How to complete this task: Check every line of the entries that follow, and copy the ones containing "constant".

(Stored data)
- - - -

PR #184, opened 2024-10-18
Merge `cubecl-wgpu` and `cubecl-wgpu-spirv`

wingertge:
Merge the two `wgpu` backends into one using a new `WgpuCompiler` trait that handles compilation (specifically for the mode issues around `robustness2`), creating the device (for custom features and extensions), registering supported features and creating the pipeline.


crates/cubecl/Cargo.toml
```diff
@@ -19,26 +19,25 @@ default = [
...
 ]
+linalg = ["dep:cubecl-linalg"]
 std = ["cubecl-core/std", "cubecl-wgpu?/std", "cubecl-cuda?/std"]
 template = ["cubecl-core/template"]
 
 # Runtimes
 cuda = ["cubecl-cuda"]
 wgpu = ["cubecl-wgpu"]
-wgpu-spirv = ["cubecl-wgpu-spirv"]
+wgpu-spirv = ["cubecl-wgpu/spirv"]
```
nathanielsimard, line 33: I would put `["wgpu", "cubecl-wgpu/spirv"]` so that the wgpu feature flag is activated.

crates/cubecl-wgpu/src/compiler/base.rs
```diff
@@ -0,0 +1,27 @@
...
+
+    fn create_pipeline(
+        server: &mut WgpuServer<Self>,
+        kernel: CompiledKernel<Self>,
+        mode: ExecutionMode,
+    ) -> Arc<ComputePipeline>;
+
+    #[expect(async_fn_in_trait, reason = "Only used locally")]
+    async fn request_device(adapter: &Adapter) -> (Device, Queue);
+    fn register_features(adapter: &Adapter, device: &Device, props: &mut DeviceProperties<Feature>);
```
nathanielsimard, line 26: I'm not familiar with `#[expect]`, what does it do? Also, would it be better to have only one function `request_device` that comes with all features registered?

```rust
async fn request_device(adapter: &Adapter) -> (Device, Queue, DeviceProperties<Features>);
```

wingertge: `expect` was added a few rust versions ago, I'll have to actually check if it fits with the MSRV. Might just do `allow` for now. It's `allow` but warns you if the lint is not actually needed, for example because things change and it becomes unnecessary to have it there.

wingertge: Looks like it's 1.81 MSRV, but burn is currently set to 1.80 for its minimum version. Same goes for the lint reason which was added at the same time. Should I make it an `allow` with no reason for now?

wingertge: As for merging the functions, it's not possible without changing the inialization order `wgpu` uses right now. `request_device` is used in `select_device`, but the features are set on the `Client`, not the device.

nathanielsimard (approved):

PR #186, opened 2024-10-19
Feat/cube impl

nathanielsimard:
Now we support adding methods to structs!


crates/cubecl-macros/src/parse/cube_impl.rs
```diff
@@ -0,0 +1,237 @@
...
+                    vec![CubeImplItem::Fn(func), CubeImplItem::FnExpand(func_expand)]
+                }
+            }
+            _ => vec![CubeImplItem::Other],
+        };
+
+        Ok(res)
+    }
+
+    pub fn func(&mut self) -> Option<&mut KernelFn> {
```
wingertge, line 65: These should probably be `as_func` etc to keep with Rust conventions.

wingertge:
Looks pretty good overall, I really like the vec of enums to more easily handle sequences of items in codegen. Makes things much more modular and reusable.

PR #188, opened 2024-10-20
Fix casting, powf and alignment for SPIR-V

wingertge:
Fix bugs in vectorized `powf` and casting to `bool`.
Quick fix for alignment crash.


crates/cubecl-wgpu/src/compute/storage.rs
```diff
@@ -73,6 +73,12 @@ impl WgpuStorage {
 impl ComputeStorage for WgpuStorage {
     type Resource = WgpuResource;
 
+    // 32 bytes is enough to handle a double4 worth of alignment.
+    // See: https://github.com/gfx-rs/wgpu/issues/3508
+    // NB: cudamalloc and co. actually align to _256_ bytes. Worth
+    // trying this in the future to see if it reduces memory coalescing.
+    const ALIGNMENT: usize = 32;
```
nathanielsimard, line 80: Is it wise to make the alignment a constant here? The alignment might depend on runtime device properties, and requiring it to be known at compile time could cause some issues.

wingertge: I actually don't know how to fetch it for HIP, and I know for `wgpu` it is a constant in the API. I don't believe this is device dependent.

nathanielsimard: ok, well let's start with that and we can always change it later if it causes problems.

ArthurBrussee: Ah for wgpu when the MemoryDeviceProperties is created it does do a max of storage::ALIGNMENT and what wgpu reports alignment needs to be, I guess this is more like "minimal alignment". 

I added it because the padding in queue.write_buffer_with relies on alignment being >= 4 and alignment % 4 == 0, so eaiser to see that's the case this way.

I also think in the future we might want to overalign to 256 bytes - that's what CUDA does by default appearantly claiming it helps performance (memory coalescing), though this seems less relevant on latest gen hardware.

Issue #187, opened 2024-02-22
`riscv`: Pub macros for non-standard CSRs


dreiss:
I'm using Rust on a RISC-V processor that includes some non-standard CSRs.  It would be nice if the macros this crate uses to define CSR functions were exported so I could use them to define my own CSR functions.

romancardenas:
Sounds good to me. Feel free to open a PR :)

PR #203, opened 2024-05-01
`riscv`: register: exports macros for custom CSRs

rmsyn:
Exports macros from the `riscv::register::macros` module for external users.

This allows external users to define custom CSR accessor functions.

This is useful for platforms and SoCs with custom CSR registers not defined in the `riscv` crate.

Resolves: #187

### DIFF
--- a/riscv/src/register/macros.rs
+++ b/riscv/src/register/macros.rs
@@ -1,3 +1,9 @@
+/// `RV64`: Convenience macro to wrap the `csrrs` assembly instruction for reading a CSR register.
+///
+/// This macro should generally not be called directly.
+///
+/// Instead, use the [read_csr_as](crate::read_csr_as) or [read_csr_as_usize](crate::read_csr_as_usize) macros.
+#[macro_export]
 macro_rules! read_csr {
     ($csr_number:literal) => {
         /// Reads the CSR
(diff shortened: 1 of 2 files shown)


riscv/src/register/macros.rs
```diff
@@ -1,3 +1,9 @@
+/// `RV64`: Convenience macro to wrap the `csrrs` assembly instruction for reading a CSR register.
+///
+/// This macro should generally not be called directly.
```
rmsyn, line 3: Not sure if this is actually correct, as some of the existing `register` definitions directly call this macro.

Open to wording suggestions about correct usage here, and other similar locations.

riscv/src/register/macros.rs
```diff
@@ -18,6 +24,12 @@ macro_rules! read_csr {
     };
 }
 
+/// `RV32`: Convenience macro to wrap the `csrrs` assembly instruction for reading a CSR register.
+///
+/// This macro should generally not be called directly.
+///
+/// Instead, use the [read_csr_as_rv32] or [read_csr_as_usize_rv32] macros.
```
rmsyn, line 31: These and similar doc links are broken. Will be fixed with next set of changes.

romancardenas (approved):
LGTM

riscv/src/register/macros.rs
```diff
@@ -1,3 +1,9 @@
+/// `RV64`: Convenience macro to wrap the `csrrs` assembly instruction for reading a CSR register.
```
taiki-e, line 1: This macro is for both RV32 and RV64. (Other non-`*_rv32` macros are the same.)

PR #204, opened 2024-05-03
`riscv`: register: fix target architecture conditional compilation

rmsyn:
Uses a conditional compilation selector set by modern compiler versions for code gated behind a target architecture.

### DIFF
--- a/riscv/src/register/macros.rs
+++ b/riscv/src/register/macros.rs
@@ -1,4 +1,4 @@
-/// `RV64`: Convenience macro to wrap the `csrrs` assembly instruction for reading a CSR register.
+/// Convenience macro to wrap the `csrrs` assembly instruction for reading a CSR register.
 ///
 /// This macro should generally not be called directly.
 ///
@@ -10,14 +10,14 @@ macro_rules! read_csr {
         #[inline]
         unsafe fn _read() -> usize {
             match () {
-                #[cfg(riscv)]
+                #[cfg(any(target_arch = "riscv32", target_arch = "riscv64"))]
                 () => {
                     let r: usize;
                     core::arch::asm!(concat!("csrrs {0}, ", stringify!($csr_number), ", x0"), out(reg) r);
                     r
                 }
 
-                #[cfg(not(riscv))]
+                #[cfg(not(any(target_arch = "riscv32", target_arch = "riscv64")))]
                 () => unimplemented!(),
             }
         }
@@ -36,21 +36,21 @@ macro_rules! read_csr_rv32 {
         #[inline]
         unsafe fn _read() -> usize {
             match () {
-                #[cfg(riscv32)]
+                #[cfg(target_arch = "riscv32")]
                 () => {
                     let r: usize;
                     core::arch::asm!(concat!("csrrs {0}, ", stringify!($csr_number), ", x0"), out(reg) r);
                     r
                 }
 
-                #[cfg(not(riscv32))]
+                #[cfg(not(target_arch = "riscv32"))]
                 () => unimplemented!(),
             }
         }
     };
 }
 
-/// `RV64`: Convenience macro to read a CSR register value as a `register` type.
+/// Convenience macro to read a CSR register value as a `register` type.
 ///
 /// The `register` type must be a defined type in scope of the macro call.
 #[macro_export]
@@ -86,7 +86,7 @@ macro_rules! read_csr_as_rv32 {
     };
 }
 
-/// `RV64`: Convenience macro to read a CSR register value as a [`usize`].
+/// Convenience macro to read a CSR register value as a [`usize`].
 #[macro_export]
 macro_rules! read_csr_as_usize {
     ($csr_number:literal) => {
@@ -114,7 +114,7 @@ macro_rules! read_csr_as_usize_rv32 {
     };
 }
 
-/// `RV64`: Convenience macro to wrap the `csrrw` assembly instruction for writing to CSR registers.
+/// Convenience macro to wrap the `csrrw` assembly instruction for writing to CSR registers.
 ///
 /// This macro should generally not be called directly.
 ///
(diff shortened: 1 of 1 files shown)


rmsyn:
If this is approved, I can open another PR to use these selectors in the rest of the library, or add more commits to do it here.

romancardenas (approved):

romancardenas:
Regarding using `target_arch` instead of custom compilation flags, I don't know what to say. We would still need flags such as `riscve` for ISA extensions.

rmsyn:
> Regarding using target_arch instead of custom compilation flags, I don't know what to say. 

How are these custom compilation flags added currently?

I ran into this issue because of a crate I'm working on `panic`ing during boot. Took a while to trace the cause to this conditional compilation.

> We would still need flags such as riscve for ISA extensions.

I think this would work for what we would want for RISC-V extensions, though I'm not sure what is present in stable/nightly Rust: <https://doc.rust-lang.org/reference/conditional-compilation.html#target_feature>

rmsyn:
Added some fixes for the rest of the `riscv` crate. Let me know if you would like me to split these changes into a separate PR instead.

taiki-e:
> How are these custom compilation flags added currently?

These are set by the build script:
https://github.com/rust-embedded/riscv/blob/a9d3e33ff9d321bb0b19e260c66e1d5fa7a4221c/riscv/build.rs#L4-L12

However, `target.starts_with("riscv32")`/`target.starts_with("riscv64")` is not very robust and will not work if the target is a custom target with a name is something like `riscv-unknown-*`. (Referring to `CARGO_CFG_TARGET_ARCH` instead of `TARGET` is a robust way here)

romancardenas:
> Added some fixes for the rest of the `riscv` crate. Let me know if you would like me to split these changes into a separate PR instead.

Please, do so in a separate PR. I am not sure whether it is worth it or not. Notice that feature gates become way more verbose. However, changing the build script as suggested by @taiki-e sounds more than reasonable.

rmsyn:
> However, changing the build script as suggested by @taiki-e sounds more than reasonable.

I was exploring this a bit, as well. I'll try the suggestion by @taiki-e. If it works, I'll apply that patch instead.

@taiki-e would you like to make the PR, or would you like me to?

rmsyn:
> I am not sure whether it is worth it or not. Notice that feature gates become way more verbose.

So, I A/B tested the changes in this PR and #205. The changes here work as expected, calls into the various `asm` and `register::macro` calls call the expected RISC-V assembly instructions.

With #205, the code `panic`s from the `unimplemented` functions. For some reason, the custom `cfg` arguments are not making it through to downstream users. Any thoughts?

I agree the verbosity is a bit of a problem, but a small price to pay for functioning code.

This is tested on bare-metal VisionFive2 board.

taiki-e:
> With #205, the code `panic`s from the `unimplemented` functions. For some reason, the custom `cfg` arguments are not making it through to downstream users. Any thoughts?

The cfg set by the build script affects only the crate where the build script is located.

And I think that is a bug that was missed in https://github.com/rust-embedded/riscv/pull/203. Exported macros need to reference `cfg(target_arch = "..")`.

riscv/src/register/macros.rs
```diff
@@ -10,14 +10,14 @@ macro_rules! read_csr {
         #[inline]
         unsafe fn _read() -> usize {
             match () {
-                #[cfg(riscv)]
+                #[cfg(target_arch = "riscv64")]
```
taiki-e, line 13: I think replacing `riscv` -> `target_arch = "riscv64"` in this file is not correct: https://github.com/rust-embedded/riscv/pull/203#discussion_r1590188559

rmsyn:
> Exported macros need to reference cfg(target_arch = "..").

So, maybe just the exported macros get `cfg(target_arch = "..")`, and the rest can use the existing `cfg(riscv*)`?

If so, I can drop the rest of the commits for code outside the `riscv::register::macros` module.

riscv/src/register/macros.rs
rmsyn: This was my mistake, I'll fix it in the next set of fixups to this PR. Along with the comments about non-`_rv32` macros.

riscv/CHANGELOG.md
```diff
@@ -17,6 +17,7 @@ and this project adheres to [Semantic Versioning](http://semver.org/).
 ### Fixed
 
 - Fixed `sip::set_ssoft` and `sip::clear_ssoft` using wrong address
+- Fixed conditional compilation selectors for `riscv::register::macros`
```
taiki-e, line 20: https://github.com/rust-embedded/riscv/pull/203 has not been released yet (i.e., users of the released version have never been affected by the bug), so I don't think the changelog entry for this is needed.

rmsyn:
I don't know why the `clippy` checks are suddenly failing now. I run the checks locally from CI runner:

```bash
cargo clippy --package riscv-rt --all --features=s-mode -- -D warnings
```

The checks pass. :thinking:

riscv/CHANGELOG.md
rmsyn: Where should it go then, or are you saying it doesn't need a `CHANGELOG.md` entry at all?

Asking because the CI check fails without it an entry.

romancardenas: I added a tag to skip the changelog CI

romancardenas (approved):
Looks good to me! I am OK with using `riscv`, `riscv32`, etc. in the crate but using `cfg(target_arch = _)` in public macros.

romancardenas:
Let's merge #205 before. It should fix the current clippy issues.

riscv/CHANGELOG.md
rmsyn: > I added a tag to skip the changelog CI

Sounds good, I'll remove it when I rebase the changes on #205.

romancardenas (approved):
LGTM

- - - -

Task response:
nathanielsimard, line 80: Is it wise to make the alignment a constant here? The alignment might depend on runtime device properties, and requiring it to be known at compile time could cause some issues.
wingertge: I actually don't know how to fetch it for HIP, and I know for `wgpu` it is a constant in the API. I don't believe this is device dependent.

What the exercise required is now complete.